(Task instructions) Find the line containing "PR #86, opened 2023-07-05" in the entries below. Restate it and each line after it, word for word, up to and including the line containing "PR #87, opened 2023-07-07".

-- Available data follows --

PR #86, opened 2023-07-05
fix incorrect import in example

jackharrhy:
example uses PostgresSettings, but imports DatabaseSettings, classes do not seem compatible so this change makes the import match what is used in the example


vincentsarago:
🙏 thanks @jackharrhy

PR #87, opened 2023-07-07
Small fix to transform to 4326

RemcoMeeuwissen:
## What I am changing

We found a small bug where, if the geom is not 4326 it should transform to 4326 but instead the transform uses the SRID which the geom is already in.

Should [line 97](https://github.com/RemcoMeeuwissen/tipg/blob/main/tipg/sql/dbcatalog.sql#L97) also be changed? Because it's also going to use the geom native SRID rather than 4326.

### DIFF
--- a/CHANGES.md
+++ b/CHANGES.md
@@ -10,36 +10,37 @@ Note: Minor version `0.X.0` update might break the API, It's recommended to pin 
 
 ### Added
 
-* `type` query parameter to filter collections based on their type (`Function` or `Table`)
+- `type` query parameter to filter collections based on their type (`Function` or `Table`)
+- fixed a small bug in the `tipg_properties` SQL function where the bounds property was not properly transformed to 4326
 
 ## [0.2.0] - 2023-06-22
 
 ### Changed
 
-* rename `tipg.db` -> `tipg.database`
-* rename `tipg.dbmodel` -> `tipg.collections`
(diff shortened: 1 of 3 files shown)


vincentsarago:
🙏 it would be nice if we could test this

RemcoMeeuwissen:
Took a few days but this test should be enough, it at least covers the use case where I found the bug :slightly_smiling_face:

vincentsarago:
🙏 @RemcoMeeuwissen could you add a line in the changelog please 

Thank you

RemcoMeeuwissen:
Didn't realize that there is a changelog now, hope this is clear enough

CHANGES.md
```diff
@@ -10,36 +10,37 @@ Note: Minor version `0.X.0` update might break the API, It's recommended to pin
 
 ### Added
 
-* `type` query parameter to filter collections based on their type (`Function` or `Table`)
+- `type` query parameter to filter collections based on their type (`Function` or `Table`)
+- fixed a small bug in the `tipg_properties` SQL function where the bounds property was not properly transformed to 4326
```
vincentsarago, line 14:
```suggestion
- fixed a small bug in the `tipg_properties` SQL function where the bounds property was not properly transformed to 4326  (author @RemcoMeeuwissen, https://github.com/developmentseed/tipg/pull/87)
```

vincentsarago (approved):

-- Available data concluded --
-- Available data follows --

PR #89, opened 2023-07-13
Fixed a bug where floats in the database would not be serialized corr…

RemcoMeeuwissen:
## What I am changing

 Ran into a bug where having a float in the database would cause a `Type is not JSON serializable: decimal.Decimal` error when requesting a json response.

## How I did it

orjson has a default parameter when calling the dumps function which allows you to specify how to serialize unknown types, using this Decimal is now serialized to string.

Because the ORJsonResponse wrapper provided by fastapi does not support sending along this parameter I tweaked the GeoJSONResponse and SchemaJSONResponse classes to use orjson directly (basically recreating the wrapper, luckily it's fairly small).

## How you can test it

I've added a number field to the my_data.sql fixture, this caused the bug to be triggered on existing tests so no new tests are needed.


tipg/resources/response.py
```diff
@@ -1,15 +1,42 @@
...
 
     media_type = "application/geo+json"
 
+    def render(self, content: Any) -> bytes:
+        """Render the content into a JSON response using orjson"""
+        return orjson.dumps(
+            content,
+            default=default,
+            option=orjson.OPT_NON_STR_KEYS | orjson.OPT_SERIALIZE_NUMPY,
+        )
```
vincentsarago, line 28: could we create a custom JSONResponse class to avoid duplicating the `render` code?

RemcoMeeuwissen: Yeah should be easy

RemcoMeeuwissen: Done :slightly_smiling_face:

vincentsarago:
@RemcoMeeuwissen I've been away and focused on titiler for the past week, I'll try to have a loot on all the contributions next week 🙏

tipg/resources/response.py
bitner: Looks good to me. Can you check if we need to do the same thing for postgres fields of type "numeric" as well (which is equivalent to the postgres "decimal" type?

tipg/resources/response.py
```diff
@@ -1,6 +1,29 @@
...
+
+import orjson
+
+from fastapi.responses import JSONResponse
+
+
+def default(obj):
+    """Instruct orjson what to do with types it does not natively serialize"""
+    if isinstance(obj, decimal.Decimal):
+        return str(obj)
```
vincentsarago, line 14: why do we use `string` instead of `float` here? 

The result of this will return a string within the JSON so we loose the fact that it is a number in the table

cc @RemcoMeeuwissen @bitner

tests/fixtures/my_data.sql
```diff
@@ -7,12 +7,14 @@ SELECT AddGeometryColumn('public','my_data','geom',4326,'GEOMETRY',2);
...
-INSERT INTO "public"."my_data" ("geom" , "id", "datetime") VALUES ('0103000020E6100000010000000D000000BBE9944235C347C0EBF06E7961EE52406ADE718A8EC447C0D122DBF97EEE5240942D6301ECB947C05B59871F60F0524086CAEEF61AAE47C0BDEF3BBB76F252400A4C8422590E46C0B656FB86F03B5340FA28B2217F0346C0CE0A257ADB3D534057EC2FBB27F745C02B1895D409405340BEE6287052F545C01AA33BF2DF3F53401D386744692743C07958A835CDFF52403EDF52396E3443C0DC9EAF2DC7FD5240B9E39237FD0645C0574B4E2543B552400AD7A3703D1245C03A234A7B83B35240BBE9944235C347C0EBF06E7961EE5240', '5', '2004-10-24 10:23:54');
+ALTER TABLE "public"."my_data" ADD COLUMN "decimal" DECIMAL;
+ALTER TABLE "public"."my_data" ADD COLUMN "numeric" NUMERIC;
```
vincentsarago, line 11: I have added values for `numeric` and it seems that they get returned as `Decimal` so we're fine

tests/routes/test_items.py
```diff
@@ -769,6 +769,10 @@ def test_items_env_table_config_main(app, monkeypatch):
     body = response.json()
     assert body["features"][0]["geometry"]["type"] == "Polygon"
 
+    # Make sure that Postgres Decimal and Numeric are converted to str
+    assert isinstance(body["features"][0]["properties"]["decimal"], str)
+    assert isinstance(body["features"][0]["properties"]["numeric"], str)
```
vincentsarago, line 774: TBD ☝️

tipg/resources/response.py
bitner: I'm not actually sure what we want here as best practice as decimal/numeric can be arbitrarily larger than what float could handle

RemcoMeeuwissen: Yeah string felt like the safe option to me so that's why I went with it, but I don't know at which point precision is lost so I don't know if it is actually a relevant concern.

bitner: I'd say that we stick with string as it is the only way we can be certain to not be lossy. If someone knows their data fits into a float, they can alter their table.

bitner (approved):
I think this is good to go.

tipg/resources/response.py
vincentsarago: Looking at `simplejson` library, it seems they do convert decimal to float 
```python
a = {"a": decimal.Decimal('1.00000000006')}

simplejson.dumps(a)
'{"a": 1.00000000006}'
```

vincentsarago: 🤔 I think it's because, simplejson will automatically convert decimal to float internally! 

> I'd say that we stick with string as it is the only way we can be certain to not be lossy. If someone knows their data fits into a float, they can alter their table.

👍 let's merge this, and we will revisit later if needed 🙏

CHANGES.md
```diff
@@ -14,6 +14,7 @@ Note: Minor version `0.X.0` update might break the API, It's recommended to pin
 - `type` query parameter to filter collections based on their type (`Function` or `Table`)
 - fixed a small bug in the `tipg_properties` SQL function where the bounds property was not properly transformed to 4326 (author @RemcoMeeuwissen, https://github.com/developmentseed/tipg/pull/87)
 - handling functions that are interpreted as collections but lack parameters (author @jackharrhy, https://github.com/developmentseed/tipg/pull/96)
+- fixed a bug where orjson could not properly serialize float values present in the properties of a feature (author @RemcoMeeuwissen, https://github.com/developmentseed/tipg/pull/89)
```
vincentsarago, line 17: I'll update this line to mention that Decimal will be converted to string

-- Available data concluded --

(Response for this exercise)
PR #86, opened 2023-07-05
fix incorrect import in example

jackharrhy:
example uses PostgresSettings, but imports DatabaseSettings, classes do not seem compatible so this change makes the import match what is used in the example


vincentsarago:
🙏 thanks @jackharrhy

PR #87, opened 2023-07-07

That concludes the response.